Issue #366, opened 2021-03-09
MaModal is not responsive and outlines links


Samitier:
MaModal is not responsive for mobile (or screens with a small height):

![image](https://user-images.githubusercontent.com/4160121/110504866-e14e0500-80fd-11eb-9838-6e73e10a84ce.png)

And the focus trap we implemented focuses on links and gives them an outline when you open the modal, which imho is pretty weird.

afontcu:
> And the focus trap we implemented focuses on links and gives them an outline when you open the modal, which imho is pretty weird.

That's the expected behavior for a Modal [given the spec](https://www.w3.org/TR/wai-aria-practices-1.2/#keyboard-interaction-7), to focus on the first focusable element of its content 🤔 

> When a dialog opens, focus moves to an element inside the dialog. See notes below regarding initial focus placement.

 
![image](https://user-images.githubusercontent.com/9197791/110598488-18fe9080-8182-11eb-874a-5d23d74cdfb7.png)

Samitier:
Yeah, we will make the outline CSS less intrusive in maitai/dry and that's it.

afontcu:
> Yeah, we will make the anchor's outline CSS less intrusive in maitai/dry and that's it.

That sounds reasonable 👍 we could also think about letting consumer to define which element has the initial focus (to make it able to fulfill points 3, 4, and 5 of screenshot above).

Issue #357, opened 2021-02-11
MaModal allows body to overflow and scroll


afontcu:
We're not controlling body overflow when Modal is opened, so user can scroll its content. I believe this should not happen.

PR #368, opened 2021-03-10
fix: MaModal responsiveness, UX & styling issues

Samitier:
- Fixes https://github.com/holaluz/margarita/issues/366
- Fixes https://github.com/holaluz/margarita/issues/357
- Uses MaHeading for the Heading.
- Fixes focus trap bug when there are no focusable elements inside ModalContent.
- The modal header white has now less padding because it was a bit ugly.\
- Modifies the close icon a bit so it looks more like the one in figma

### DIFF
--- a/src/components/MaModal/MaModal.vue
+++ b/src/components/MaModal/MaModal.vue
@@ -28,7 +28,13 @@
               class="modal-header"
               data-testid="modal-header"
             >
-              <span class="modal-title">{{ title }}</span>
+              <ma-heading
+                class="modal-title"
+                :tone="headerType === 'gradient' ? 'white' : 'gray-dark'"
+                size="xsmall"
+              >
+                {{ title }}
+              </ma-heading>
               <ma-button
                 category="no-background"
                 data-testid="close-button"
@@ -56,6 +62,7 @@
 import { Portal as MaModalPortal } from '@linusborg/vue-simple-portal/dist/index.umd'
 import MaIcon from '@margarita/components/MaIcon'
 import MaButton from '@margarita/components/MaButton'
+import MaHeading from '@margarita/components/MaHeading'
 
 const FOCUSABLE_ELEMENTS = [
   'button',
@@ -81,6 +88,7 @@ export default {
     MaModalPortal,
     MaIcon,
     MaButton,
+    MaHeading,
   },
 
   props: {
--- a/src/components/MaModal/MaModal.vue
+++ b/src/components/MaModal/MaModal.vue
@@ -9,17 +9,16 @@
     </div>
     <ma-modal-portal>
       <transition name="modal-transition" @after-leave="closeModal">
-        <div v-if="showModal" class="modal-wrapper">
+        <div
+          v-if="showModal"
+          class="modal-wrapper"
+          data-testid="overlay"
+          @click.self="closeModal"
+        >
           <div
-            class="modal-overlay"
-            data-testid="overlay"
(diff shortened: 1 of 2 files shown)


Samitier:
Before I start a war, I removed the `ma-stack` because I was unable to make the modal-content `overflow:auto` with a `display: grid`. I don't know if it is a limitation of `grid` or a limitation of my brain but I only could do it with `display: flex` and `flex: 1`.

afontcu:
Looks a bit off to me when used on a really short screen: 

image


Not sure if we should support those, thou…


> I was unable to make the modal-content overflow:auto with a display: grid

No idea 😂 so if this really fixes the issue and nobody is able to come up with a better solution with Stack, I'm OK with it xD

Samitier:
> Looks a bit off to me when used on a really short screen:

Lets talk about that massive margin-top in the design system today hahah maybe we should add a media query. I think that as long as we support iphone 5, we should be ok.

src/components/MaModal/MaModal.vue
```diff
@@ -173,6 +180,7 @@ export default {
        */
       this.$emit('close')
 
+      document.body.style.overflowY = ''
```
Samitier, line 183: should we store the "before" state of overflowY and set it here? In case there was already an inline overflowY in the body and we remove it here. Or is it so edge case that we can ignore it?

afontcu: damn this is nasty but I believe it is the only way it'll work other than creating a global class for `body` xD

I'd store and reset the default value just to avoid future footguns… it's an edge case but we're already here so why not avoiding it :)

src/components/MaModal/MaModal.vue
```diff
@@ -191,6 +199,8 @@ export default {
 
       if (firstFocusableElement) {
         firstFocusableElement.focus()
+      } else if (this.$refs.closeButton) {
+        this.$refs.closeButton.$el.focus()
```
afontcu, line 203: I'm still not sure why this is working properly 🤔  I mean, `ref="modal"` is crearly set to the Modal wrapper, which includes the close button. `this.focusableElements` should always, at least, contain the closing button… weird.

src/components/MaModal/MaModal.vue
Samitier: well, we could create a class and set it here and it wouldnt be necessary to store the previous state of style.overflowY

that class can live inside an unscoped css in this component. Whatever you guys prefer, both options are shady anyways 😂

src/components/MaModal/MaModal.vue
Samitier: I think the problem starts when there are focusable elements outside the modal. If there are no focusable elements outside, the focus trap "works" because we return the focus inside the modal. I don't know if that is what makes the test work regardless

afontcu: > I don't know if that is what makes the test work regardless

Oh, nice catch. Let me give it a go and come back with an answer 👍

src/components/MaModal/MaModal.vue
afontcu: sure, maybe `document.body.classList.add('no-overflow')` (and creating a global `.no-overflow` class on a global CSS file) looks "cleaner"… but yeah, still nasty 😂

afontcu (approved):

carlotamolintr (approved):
□ □ □ □ □ □ □
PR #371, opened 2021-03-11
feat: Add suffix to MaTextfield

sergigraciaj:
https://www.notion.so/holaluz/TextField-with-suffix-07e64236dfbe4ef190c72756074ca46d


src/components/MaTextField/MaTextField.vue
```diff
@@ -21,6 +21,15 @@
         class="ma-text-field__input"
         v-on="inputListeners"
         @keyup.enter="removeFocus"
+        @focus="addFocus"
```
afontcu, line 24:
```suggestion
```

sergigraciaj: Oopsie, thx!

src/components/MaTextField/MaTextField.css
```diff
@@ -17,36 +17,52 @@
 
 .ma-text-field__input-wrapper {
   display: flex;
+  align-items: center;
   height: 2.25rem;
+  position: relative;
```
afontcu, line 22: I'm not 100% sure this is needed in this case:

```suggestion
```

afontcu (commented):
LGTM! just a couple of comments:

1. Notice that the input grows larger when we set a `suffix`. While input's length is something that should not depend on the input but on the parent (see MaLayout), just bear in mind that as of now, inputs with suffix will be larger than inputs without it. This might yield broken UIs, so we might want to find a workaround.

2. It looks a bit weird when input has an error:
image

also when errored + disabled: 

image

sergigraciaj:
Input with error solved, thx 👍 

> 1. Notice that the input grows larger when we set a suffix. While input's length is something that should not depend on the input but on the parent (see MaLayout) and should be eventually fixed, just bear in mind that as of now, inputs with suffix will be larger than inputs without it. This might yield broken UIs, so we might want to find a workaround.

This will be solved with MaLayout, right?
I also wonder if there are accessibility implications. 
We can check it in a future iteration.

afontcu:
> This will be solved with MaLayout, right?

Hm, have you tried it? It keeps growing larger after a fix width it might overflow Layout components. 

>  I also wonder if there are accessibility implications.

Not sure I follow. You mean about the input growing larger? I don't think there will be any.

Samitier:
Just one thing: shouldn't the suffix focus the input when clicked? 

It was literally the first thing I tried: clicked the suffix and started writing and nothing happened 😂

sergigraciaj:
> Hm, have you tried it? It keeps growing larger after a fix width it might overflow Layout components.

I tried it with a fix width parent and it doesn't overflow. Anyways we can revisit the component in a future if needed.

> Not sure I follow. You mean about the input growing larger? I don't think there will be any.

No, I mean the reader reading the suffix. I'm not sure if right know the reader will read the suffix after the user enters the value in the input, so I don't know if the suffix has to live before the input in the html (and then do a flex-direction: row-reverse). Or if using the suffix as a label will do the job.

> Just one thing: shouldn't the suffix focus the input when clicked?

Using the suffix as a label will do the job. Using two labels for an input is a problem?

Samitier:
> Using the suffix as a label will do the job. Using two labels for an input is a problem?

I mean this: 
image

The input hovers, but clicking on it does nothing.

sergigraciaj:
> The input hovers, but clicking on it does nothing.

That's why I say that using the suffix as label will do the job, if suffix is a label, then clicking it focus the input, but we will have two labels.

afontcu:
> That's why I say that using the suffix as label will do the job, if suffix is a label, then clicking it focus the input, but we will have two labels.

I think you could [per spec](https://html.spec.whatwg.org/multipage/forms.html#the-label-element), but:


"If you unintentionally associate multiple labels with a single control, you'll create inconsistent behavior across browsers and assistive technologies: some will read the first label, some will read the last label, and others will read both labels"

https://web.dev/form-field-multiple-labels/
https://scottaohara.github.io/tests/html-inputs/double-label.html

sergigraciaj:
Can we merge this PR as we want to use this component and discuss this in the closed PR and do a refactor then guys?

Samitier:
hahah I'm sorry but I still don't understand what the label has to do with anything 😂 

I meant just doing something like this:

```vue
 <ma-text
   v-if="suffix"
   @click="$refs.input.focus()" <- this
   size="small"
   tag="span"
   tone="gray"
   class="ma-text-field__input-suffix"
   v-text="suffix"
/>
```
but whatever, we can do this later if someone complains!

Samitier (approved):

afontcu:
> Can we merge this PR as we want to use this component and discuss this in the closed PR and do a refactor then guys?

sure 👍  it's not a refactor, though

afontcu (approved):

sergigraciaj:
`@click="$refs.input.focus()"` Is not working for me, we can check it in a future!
□ □ □ □ □ □ □
_Prompt_
What lines in the entries above include the string "focuses"? Return each one.

_Response_
And the focus trap we implemented focuses on links and gives them an outline when you open the modal, which imho is pretty weird.
> And the focus trap we implemented focuses on links and gives them an outline when you open the modal, which imho is pretty weird.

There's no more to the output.